Task statement – Report every line below that holds the word "things".

[Data items]
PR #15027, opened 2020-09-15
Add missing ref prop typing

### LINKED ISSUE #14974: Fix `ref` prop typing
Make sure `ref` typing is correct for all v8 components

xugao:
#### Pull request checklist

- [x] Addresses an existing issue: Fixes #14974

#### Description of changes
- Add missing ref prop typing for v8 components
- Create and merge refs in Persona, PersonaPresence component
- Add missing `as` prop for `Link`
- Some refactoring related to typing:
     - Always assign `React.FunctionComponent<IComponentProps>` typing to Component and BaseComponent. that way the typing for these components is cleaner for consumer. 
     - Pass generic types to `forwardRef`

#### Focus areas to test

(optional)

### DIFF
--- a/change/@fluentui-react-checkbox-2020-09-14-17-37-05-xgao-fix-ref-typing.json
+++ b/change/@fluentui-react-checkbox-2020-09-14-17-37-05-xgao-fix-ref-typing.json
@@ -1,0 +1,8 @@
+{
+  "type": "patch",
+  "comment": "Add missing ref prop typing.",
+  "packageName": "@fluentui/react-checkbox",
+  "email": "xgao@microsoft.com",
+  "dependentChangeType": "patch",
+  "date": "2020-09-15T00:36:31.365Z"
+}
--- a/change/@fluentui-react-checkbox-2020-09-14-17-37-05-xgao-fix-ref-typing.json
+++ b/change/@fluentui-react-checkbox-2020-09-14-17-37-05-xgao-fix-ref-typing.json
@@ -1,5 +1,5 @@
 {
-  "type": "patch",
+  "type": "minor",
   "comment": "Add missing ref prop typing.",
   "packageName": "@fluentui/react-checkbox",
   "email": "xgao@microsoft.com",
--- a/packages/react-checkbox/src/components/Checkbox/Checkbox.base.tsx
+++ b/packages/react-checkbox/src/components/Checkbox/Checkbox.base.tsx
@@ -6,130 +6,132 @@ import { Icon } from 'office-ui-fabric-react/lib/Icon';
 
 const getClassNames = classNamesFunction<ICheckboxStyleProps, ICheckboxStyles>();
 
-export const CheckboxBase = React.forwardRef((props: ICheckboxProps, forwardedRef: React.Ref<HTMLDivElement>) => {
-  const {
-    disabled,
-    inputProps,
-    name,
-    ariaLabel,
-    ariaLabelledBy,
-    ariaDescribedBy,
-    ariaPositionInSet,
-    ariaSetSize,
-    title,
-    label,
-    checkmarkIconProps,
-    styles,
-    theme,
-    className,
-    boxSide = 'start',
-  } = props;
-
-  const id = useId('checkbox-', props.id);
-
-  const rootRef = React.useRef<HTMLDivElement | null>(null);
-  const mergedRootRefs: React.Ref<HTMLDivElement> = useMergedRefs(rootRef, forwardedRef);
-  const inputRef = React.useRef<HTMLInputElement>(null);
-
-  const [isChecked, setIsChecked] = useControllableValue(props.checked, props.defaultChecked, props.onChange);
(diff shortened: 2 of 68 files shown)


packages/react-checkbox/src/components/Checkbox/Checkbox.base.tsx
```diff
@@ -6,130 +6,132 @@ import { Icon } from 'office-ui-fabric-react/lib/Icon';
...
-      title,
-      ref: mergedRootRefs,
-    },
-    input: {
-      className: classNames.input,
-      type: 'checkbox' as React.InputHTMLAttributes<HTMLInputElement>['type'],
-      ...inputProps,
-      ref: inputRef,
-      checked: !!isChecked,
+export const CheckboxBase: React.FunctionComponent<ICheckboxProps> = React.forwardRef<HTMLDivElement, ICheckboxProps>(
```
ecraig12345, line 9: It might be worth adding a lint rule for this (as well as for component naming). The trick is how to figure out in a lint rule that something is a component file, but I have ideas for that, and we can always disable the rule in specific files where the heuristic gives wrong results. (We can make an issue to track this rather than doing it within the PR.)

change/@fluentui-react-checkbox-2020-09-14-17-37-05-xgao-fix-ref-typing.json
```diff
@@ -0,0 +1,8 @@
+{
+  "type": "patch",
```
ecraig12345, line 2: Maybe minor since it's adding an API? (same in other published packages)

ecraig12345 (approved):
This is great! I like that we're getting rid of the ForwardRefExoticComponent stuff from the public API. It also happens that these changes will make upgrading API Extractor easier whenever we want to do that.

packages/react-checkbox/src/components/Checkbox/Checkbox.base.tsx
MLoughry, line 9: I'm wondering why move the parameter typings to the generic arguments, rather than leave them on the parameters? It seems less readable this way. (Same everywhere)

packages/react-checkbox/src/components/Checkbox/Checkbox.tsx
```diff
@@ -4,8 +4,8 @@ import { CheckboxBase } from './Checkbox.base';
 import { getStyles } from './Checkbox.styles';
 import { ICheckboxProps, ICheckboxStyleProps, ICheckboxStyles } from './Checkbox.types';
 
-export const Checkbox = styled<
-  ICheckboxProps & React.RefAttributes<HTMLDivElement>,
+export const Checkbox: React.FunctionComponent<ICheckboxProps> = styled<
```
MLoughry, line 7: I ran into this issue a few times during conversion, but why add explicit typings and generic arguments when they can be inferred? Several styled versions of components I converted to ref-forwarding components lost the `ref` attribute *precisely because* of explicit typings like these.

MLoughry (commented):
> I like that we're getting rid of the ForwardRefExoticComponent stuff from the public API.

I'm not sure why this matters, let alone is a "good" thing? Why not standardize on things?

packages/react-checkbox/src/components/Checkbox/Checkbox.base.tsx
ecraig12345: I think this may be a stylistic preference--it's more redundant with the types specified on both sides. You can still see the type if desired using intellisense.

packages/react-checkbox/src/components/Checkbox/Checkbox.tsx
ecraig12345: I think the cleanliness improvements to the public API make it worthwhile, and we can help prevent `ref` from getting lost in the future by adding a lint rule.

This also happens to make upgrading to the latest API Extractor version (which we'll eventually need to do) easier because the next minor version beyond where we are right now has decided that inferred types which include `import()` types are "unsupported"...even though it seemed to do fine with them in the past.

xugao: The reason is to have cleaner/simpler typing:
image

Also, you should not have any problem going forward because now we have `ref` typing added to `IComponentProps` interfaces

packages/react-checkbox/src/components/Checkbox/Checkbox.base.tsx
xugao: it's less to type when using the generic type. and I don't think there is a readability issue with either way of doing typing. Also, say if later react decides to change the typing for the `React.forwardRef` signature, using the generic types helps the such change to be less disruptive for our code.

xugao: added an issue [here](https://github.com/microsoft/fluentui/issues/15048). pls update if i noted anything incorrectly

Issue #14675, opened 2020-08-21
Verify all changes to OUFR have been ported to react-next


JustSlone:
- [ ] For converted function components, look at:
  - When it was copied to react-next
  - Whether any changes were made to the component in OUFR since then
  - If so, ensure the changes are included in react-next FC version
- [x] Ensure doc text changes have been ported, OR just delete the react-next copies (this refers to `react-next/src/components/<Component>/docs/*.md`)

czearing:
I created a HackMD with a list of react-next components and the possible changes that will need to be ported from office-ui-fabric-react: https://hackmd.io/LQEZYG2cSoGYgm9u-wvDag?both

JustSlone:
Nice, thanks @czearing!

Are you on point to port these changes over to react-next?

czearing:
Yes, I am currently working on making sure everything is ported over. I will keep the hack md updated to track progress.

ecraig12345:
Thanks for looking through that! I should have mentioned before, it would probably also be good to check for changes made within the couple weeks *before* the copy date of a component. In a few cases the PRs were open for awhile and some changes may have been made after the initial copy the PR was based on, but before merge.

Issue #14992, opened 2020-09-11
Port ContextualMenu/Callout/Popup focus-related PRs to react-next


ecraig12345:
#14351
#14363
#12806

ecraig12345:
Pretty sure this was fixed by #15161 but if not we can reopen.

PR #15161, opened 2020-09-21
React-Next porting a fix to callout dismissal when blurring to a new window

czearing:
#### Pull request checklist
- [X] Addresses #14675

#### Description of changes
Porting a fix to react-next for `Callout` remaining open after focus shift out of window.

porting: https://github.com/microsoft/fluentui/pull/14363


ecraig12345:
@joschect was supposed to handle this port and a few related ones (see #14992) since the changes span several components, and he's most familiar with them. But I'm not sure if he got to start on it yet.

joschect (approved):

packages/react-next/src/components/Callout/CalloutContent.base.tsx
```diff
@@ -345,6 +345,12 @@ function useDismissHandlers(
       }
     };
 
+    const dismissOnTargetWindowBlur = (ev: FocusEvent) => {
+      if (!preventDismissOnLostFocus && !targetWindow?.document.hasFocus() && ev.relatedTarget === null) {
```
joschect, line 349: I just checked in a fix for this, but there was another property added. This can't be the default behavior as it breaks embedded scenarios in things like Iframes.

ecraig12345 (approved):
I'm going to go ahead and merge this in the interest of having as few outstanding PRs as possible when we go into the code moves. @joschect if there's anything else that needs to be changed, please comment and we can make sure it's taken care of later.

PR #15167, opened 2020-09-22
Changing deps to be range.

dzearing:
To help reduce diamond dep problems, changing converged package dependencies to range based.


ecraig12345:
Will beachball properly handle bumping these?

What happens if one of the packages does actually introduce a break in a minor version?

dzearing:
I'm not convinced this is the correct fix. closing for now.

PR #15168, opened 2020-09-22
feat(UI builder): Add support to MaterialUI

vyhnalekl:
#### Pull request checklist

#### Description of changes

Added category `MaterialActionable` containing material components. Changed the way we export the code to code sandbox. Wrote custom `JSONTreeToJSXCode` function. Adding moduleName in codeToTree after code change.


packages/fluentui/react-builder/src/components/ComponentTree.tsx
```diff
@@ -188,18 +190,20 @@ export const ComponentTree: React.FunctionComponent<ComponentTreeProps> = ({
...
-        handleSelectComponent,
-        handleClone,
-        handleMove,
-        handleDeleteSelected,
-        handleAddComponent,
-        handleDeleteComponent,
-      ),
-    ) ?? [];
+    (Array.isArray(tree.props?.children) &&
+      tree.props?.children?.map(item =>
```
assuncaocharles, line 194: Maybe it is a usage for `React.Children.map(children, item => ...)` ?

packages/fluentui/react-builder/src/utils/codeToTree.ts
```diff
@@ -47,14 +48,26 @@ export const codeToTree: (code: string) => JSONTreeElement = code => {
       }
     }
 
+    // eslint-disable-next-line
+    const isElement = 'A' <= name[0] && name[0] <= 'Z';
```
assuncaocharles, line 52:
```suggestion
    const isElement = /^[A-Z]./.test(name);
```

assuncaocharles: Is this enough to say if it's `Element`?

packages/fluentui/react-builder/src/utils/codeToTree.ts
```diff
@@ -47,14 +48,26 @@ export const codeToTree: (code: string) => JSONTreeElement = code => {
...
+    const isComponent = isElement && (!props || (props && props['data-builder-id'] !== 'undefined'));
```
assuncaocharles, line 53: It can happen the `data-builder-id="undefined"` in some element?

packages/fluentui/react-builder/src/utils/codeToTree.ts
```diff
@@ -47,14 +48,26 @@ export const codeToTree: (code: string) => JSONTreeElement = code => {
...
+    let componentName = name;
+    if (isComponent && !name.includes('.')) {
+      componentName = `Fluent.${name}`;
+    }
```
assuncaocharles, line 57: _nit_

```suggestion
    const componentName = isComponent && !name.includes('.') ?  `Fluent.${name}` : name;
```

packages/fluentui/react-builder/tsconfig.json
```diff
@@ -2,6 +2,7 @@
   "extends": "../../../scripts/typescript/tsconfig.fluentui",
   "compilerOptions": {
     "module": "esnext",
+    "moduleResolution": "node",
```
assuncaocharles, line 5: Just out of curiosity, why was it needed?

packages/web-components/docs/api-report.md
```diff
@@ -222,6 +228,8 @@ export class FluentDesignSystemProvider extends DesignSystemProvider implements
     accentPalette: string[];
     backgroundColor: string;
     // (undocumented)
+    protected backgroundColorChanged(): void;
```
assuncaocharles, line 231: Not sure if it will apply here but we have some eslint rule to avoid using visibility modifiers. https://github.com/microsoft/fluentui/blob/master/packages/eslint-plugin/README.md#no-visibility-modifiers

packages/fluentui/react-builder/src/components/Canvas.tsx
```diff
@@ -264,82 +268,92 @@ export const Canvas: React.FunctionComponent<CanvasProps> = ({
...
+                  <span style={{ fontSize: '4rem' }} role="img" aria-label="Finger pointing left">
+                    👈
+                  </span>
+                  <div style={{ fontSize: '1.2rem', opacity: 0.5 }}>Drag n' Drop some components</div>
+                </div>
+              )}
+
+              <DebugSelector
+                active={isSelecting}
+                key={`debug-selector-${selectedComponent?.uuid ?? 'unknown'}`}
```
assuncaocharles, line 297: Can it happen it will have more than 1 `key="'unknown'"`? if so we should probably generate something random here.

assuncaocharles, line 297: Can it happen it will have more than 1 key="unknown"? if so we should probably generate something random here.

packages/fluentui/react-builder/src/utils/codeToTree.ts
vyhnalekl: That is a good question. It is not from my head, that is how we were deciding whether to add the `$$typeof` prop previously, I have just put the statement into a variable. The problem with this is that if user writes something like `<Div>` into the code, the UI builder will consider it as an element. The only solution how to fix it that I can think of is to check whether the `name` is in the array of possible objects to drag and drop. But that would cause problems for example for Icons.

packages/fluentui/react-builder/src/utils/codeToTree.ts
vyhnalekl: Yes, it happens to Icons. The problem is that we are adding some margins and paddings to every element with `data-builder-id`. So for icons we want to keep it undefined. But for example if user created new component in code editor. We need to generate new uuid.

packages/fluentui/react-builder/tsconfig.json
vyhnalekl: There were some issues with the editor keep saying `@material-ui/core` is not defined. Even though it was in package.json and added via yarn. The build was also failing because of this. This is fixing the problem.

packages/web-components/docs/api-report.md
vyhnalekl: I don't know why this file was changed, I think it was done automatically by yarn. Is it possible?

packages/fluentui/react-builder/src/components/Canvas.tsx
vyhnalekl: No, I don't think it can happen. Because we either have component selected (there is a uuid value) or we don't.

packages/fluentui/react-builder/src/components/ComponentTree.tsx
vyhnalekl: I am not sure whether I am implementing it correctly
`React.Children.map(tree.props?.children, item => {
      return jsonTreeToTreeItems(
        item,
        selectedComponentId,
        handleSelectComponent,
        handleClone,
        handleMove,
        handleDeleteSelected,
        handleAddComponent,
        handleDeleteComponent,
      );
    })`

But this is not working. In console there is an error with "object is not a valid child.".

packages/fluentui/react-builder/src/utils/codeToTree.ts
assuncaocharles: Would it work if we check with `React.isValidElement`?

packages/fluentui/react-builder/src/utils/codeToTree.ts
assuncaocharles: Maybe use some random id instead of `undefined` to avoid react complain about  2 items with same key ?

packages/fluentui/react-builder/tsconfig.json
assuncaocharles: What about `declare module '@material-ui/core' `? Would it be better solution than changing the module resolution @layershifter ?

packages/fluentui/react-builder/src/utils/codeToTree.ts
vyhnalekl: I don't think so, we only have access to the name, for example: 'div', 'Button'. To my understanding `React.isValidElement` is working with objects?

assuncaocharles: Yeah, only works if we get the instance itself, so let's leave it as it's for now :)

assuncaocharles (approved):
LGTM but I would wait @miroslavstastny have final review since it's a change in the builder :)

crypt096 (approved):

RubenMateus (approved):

The answer –
I'm not sure why this matters, let alone is a "good" thing? Why not standardize on things?
joschect, line 349: I just checked in a fix for this, but there was another property added. This can't be the default behavior as it breaks embedded scenarios in things like Iframes.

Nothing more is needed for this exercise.